• Required action:
From the records below, transcribe only the lines running from the one with "call to DtoDeclareFunction)." through the one with "Previously, the transitory". Keep both of those end lines.

BEGIN

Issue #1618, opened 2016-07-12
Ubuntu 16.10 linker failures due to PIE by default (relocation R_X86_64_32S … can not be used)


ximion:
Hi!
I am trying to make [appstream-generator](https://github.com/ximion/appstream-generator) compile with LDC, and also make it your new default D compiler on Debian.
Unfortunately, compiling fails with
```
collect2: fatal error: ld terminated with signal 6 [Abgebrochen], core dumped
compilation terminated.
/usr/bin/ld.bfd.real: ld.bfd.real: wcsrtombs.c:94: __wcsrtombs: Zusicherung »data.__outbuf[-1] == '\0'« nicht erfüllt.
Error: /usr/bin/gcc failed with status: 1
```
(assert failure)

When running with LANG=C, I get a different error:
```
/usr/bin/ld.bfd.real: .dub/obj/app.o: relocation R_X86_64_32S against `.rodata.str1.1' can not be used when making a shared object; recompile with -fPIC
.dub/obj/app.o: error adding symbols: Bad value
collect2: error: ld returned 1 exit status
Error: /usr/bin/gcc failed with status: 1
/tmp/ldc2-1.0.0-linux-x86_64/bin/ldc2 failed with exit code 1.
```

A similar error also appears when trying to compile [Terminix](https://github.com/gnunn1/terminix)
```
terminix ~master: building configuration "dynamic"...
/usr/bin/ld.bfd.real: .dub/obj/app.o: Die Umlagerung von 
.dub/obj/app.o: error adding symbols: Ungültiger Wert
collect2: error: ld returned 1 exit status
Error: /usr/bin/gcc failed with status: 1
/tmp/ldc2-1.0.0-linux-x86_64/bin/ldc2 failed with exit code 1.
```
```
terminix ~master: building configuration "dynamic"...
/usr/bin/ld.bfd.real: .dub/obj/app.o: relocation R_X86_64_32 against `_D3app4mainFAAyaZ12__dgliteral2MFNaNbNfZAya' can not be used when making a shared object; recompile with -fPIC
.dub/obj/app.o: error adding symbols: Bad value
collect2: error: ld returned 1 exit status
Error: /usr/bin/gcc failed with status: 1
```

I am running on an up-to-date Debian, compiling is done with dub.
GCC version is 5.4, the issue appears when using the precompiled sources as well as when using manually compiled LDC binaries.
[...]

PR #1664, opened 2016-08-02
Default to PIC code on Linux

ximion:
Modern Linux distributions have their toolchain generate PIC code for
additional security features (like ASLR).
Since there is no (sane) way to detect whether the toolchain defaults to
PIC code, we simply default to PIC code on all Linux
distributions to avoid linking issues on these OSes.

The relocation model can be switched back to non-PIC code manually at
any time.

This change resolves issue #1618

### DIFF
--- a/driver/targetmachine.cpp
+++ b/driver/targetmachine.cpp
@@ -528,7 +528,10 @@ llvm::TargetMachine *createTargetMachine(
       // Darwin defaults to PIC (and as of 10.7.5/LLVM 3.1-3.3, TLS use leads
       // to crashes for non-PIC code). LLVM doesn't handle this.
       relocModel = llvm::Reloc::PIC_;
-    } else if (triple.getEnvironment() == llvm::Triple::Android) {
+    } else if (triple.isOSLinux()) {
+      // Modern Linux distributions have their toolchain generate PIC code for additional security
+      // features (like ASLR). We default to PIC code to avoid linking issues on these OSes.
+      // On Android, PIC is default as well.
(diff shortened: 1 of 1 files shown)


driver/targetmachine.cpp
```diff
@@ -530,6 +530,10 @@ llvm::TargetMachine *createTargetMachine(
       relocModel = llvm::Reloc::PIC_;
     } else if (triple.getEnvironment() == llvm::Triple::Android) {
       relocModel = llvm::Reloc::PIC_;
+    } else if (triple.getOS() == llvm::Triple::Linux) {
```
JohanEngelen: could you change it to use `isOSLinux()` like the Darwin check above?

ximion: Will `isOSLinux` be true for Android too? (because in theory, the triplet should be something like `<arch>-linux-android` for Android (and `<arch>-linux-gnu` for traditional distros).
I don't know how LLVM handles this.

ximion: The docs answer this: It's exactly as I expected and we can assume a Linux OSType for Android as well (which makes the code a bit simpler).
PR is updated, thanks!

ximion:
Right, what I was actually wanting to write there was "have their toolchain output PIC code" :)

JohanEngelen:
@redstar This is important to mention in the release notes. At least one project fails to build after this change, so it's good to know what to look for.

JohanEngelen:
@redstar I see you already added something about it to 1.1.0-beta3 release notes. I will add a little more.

END
BEGIN

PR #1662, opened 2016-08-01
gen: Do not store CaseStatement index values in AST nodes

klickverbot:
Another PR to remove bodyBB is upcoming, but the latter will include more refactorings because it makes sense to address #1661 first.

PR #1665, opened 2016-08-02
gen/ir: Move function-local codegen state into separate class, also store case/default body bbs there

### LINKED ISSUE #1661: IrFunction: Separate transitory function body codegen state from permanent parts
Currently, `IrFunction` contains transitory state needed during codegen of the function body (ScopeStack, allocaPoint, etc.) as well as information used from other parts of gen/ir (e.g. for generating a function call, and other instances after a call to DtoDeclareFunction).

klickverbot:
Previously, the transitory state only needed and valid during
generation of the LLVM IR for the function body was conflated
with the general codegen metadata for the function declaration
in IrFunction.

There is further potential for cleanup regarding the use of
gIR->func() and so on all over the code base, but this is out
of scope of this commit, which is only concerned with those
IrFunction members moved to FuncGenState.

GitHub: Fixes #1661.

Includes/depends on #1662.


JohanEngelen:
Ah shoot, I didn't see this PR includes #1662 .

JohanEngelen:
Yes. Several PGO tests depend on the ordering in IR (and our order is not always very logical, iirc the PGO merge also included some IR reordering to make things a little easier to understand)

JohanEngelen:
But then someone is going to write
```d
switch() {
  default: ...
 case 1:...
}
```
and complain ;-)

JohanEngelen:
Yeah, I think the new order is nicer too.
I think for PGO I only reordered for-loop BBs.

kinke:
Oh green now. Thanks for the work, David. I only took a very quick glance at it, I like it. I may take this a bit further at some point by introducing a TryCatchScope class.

END

• Response to the task:
Currently, `IrFunction` contains transitory state needed during codegen of the function body (ScopeStack, allocaPoint, etc.) as well as information used from other parts of gen/ir (e.g. for generating a function call, and other instances after a call to DtoDeclareFunction).

klickverbot:
Previously, the transitory state only needed and valid during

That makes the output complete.